[Collected data]
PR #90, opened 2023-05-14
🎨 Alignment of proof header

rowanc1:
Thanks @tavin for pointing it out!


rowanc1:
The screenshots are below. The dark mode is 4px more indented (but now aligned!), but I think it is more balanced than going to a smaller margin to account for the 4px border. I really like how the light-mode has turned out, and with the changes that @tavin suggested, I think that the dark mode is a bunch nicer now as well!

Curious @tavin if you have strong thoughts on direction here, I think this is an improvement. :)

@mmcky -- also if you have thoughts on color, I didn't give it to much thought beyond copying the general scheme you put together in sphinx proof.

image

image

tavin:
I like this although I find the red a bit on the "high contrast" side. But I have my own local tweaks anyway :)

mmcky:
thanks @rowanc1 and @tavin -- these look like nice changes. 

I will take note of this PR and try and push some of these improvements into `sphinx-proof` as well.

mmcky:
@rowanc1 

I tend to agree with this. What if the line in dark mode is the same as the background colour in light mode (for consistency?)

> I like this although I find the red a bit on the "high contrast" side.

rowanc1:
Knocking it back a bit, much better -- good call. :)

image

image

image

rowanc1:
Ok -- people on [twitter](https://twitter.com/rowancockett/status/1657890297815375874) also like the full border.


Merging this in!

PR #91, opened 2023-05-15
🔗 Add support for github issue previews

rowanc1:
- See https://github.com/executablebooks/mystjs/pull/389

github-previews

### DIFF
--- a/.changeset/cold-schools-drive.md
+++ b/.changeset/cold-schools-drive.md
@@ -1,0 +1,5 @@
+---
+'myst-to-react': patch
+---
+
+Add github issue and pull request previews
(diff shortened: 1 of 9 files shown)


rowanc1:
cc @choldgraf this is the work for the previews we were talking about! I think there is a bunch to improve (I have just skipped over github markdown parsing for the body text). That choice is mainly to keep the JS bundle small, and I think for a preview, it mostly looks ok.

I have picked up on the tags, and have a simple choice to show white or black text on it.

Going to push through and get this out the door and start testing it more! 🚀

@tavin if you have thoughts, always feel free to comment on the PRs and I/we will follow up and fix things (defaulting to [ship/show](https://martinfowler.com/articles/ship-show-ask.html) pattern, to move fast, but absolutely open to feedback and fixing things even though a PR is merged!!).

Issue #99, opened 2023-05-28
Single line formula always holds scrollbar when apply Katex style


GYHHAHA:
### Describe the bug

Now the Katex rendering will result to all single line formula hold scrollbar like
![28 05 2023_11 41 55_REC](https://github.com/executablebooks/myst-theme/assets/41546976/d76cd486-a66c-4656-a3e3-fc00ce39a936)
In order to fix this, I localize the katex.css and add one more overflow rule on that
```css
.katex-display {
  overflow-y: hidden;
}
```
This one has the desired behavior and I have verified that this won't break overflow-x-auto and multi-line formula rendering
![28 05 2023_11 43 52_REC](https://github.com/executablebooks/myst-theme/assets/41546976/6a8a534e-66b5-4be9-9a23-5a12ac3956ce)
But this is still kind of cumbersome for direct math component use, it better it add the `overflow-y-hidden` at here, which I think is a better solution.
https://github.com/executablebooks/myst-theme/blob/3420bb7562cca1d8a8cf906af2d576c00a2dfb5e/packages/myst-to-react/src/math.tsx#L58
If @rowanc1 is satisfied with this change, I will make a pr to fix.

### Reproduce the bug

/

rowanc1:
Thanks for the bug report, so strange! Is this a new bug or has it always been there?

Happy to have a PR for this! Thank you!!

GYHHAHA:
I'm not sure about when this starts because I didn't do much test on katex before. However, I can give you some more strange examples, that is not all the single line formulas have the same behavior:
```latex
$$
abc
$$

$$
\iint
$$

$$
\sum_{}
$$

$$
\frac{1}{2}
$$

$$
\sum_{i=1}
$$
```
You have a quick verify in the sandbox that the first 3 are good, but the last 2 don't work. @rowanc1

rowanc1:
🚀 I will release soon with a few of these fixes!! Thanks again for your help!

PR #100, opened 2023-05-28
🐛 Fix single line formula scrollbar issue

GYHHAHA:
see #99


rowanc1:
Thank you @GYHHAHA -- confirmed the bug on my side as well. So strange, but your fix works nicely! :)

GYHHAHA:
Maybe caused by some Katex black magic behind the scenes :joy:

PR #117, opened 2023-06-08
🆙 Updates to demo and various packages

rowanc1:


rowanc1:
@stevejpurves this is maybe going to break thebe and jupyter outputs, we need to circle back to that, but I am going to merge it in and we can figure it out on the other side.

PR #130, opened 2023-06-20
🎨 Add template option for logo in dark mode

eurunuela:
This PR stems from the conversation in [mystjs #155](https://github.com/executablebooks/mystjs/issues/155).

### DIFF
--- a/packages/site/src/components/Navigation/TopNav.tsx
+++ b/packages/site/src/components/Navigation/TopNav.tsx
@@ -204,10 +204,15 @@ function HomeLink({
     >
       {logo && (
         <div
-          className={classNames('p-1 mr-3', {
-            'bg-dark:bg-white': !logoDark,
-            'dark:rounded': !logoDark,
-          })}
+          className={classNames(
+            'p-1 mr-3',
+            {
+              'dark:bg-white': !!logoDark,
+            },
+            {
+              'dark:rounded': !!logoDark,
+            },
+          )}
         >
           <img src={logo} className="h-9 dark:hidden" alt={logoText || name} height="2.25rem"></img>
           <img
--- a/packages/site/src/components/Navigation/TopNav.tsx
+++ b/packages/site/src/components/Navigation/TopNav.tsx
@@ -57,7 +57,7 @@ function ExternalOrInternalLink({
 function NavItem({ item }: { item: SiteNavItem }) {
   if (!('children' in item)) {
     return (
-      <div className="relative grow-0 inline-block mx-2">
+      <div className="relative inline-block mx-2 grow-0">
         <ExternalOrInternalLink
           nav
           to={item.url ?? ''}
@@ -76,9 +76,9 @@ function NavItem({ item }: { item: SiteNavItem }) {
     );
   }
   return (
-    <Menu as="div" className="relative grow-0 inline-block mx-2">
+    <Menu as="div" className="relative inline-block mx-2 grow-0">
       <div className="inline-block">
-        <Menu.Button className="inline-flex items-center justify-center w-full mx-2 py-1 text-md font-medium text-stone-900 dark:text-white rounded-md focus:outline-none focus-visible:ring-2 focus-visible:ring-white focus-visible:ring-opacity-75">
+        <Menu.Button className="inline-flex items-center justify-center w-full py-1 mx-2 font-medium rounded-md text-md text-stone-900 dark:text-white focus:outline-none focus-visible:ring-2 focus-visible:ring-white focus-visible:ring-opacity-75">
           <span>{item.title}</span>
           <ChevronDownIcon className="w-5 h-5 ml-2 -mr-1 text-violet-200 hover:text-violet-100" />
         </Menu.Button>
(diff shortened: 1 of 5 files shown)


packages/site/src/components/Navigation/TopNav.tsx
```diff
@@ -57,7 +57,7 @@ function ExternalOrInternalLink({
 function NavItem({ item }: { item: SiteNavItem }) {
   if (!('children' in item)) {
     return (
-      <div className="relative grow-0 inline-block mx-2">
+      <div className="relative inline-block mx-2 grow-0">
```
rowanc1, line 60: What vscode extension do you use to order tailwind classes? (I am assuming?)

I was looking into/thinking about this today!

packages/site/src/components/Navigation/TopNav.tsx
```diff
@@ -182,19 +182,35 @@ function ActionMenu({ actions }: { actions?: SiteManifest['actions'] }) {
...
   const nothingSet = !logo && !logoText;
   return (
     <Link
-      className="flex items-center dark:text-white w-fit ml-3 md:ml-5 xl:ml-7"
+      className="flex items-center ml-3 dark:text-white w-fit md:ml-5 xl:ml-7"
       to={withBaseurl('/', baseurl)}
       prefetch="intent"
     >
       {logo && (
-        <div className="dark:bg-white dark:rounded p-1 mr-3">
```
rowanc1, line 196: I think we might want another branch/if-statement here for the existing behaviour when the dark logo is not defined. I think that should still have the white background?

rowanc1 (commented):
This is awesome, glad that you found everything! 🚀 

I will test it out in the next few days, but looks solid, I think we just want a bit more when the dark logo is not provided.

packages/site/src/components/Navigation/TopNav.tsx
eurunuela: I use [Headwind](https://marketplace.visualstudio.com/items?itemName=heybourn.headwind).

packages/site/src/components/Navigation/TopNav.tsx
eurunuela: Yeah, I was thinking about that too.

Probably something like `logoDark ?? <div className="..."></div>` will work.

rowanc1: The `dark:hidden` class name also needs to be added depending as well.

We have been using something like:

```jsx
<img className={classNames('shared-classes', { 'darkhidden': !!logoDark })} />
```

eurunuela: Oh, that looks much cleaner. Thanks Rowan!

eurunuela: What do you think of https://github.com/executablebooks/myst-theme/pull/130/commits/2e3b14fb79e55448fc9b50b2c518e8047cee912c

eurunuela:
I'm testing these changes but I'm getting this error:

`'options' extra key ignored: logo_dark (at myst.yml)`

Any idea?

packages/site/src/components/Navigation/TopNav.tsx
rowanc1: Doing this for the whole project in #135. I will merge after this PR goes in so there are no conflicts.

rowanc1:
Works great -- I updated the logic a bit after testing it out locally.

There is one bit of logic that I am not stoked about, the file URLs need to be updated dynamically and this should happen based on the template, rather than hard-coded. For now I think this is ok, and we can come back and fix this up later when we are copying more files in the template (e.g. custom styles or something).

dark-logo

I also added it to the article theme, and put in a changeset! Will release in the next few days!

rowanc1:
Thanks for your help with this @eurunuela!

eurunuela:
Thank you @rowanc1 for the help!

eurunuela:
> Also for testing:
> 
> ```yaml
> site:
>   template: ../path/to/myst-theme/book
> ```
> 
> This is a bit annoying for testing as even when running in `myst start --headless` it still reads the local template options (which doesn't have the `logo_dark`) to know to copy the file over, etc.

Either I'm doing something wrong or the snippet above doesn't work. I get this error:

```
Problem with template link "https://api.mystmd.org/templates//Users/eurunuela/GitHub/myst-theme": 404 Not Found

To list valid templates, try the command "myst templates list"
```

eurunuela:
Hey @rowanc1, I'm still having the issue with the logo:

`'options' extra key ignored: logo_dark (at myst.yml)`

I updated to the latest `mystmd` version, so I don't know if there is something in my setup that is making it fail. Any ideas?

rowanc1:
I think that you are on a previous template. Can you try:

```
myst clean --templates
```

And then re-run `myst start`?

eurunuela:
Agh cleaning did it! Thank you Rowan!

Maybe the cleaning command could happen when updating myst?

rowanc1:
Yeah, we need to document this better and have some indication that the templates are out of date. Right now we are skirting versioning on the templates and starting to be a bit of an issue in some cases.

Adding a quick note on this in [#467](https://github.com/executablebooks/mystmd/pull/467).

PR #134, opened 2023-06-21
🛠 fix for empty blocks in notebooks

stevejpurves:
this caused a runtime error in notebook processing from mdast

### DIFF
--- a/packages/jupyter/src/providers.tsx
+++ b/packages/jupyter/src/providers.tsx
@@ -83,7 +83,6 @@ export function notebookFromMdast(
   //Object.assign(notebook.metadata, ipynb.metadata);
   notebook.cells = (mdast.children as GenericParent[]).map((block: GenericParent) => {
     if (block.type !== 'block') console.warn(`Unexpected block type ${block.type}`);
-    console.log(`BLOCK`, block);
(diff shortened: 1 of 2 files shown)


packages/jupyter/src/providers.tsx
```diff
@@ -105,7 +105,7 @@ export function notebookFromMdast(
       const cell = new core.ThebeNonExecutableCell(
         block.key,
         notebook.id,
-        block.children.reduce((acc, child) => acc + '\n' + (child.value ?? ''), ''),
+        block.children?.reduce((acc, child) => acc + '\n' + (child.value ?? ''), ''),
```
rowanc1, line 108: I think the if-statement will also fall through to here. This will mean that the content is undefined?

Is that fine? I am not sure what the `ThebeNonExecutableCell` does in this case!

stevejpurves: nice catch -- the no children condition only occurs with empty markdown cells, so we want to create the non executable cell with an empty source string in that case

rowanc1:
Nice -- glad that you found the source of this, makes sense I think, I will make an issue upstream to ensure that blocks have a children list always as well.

* **Exercise instructions**
Lines from the entries that contain the string "assets" must be found and copied.

* **Expected output**
![28 05 2023_11 41 55_REC](https://github.com/executablebooks/myst-theme/assets/41546976/d76cd486-a66c-4656-a3e3-fc00ce39a936)
![28 05 2023_11 43 52_REC](https://github.com/executablebooks/myst-theme/assets/41546976/6a8a534e-66b5-4be9-9a23-5a12ac3956ce)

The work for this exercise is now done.